**What needs to be done**
Send back exactly the lines from the opening line of the records below through the one with "- [x] I have commented".

**Stored data**
PR #819, opened 2024-10-23
Release/0.3.0

qh681248:
### PR Type

- Release

### Description

This PR introduces version 0.3.0 of `Coreax`.
### How Has This Been Tested?

 Test A: Ran all tests on windows.
 Test B: Ran all the tests on the GPU.

### Does this PR introduce a breaking change?

No

### Screenshots

(Write your answer here.)

### Checklist before requesting a review
- [x] I have made sure that my PR is not a duplicate.
- [x] My code follows the style guidelines of this project.
- [x] I have commented my code, particularly in hard-to-understand areas.
- [x] I have performed a self-review of my code.
- [x] I have made corresponding changes to the documentation.
- [x] My changes generate no new warnings.
- [x] I have added tests that prove my fix is effective or that my feature works.
- [x] New and existing unit tests pass locally with my changes.
- [x] Any dependent changes have been merged and published in downstream modules.

PR #836, opened 2024-10-31
fix: rpcholesky reverts to random selection after convergence

### LINKED ISSUE #835: RPCholesky stops adding points to the coreset
### What's the problem?

The RPCholesky (implemented in `coreax.solvers.RPCholesky.reduce()`) algorithm iteratively adds data points to the coreset by sampling according to the residual diagonal. This is done by iteratively building an approximation of the original Gram matrix and updating the residual diagonal to reflect which points have not been "covered". 

It is possible that this process converges before `coreset_size` has been reached. In this case, the residual diagonal becomes all 0 and so no new points are sampled (the rest of the points in the coreset are by default the 0-indexed one). 

I will add a small amount of noise to the residual diagonal (to the points that have not been selected before) to prevent this. Essentially, this emulates choosing random points after the RPCholesky procedure has converged. 

Run the `example.herding_basic.py` script with a relatively large coreset size (e.g., N=10000, m=1000) and observe the output of RPCholesky.

### Python version

3.9, 3.10, 3.11, 3.12

### Package version

0.2.1

### Operating system

Windows 11

### Other packages

_No response_

### Relevant log output

_No response_

gw265981:
### PR Type

- Bugfix

### Description

Make sure RPCholesky outputs a full coreset of `coreset_size` by falling back on random selection. Resolves #835.

### How Has This Been Tested?

- Tests pass
- No repeating points in the coreset, even if `coreset_size == num_data_points`. 
- The initial points before convergence coincide before and after the fix.

No.

### DIFF
--- a/coreax/solvers/coresubset.py
+++ b/coreax/solvers/coresubset.py
@@ -435,19 +435,28 @@ class RPCholesky(CoresubsetSolver[Data, RPCholeskyState], ExplicitSizeSolver):
         data. The pivot sampling and diagonal updating steps are repeated until
         :math:`M` points have been selected.
 
+        .. note::
+            The RPCholesky algorithm sometimes converges before reaching
+            ``self.coreset_size``. In this case, the other coreset points are chosen
+            uniformly at random, avoiding repetition.
+
+
         :param dataset: The dataset to reduce to a coresubset
         :param solver_state: Solution state information, primarily used to cache
             expensive intermediate solution step values.
         :return: a refined coresubset and relevant intermediate solver state information
         """
         x = dataset.data
+        num_data_points = len(x)
         if solver_state is None:
             gramian_diagonal = jax.vmap(self.kernel.compute_elementwise)(x, x)
         else:
             gramian_diagonal = solver_state.gramian_diagonal
-        initial_coresubset = _initial_coresubset(0, self.coreset_size, dataset)
+        # Initialise with an index outside of the possible coreset indices
+        initial_coresubset = _initial_coresubset(
+            num_data_points + 1, self.coreset_size, dataset
+        )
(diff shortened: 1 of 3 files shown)


coreax/solvers/coresubset.py
```diff
@@ -435,29 +435,53 @@ def reduce(
...
-        num_data_points = len(x)
 
         def _greedy_body(
             i: int, val: tuple[Array, Array, Array]
         ) -> tuple[Array, Array, Array]:
             """RPCholesky iteration - Algorithm 1 of :cite:`chen2023randomly`."""
             residual_diagonal, approximation_matrix, coreset_indices = val
             key = jr.fold_in(self.random_key, i)
+
+            # Fall back on uniform probability if residual_diagonal is invalid
```
gw265981, line 468: The problem with adding noise to simulate random choice is that the residual diagonal becomes `nan` anyway, so this stops working. Instead, we check if the diagonal is all 0 or has nans and then force random choice between the unpicked points.

gw265981:
Added a test that checks there are no duplicates in the coreset even if the full dataset is selected.

rg936672 (approved):
Looks good. The 20% performance hit from this isn't great, but correctness is more important than speed.

gw265981:
Yes, I'm definitely happy to work on optimisations if that ever becomes an issue, but I think for now it's more important to get RPCholesky to give a sensible output so it can be compared to other algorithms.

rg936672 (changes requested):
wait actually important change that we need to get in the habit of - add this to CHANGELOG! (You may want to wait until #819 is merged first though, to avoid further merge conflicts.)

rg936672 (approved):

PR #383, opened 2021-08-24
Updating Zookeeper to 3.6.3 to bring in some upstream bug fixes

nikore:
### Change log description

Updating zookeeper docker image to 3.6.3 to fix some bugs, namely https://github.com/apache/zookeeper/pull/1630 which we have seen time to time in our environment. 

### Purpose of the change

Fixes ZOOKEEPER-4220

### How to verify it

We did a local `make build-zk-image` and deployed it to our clusters from our image repo. We have been running 3.6.3 for a few weeks without issue we updated to latest master yesterday + this fix and have been running it for 24 hours.

PR #384, opened 2021-08-25
Update imagepullsecrets in service account on existing clusters/serviceaccounts

nikore:
### Change log description

Updates the `imagePullSecrets` section of the `ServiceAccount` on reconciliation 

### What the code does

Noticed when working on #383 that if I updated the `imagePullSecrets` setting to use a private repo it wouldn't update the `ServiceAccount`. This meant I would have to either manually edit the `ServiceAccount` or delete the cluster and make a new one. 

This allows updating the `imagePullSecrets` section in the `ServiceAccount` on existing clusters. 

### How to verify it

Deploy a zookeeper cluster, then update `spec.Pod.ImagePullSecrets` with a new secret and wait for the cluster to reconcile. I also added a unit test covering this use case.


anishakj:
@nikore Please raise an issue corresponding to this. And looks like the newly added lines are not covered by unit tests. Could you please have a look?

PR #386, opened 2021-08-25
Add omitempty to optional probe fields

### LINKED ISSUE #378: Empty Probes in Spec do not play nice with the go-client validation
### Description

The Probes and all the fields within the probes (livenessProbe, readinessProbe, and all probe options), all have the `//+optional` tag added to make them optional in the CRD. However, when using the go client (from my experience writing unit tests for the solr-operator), I am still not allowed to submit a ZookeeperCluster with empty probes, or probes fields. 

### Importance

I can use the `zkCluster.WithDefaults()` method before submitting the object to the kube-client, however that really ties the Solr Operator down to making sure the running version of the Zookeeper Operator matches the version that the Solr Operator has in its dependencies. It's a little safer if the Solr Operator can just make changes to the fields it cares about, and let the Zookeeper Operator do the defaulting.

### Location

https://github.com/pravega/zookeeper-operator/blob/master/pkg/apis/zookeeper/v1beta1/zookeepercluster_types.go#L154  
https://github.com/pravega/zookeeper-operator/blob/master/pkg/apis/zookeeper/v1beta1/zookeepercluster_types.go#L157   

I think this can be fixed by merely adding `,omitempty` on the json part of the field variables.

For the [probe options](https://github.com/pravega/zookeeper-operator/blob/master/pkg/apis/zookeeper/v1beta1/zookeepercluster_types.go#L284), it might be better to make the minimums 1, add the `,omitempty` and keep the `// +optional` tag. That way it only prints out the values that have been provided. This is unrelated to the error I'm seeing, just a small improvement I think.

HoustonPutman:
### Change log description

_Fix issue with empty probes section in ZookeeperCluster using the golang client. Adds omitempty to the json serialization spec._

### Purpose of the change

Fixes #378


pkg/apis/zookeeper/v1beta1/zookeepercluster_types.go
```diff
@@ -155,14 +155,14 @@ type ZookeeperClusterSpec struct {
...
+	Probes *Probes `json:"probes,omitempty"`
 }
 
 type Probes struct {
 	// +optional
-	ReadinessProbe *Probe `json:"readinessProbe"`
+	ReadinessProbe *Probe `json:"readinessProbe,omitempty"`
 	// +optional
-	LivenessProbe *Probe `json:"livenessProbe"`
+	LivenessProbe *Probe `json:"livenessProbe,omitempty"`
```
anishakj, line 165: Do we need to add `omitempty`  for probe structure at line no:291-303  as well?

PR #399, opened 2021-10-14
Fixes issue#398 that decreasing replicas will make zookeeper unrecoverable when zookeeper not running.

### LINKED ISSUE #398: if zookeeper is not running, then decreasing  replicas will make cluster of zookeeper Unrecoverable
### Description

when a cluster of zookeeper is not running for some error, then decreasing  replicas will delete pod automatically.
pod exec zookeeperTeardown.sh  to connect zookeeper will fail ,then it will not remove node on this cluster of zookeeper.
But the pod have been delete without update zookeeper configure on zoo.cfg
### Importance

must-have

### Location

ZNODE_PATH="/zookeeper-operator/$CLUSTER_NAME"
CLUSTERSIZE=`java -Dlog4j.configuration=file:"$LOG4J_CONF" -jar /root/zu.jar sync $ZKURL $ZNODE_PATH`
echo "CLUSTER_SIZE=$CLUSTERSIZE, MyId=$MYID"
if [[ -n "$CLUSTERSIZE" && "$CLUSTERSIZE" -lt "$MYID" ]]; then
  # If ClusterSize < MyId, this server is being permanantly removed.
  echo $?
fi

fix on zookeepercluster_controller.go:reconcileStatefulSet
If ClusterSize decrease, do reconfig remove here

stop-coding:
### Change log description

Fixes the bug that decreasing replicas will make zookeeper unrecoverable when zookeeper not running.

### Purpose of the change

Fixes #398 

### What the code does

Add protection for setting Stateful when zookeeper not running.

### How to verify it

1. Create an cluster that size is 3 (kubectl create -f zk.yaml).
2. Wait all pod running, named: zk-0\zk-1\zk-2.
3. Delete zk-1\zk-2 pod, make cluster of zookeeper unable to provide services.
4. "kubectl edit zk" that change replicas to 1 immediately.
5. Wait some time, replicas will decrease to 1.
6. Now, checking zk-0 is all right?


pkg/controller/zookeepercluster/zookeepercluster_controller.go
```diff
@@ -616,7 +643,9 @@ func (r *ReconcileZookeeperCluster) reconcileClusterStatus(instance *zookeeperv1
 	instance.Status.Members.Unready = unreadyMembers
 
 	//If Cluster is in a ready state...
-	if instance.Spec.Replicas == instance.Status.ReadyReplicas && (!instance.Status.MetaRootCreated) {
+	// instance.Spec.Replicas is just an expected value that we set it, but it maybe not take effect by k8s.
+	// So we should check that instance.Status.Replicas is equal to ReadyReplicas, which means true true status of pods.
+	if instance.Status.Replicas == instance.Status.ReadyReplicas && (!instance.Status.MetaRootCreated) {
```
anishakj, line 648: If we wont compare with `spec.Replicas` status wont be shown correctly rt, in the case of scaling

stop-coding:
> @stop-coding have one more question. How you made the service of zookeeper cluster to stop? will it be possible to add a test for the same

@anishakj 
Delete more than half pods of zookeeper after editing the replicas on zk immediately.
It will also happen that some node which pod is running have network failure  when we edit the replicas.

PR #401, opened 2021-10-14
[Issue-400] add disableFinalizer flag

realAaronWu:
### Change log description

add DisableFinalizer config and skip adding zkFinalziers when set it to true.

### Purpose of the change

Issue-400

**Problem solution**
PR #819, opened 2024-10-23
Release/0.3.0

qh681248:
### PR Type

- Release

### Description

This PR introduces version 0.3.0 of `Coreax`.
### How Has This Been Tested?

 Test A: Ran all tests on windows.
 Test B: Ran all the tests on the GPU.

### Does this PR introduce a breaking change?

No

### Screenshots

(Write your answer here.)

### Checklist before requesting a review
- [x] I have made sure that my PR is not a duplicate.
- [x] My code follows the style guidelines of this project.
- [x] I have commented my code, particularly in hard-to-understand areas.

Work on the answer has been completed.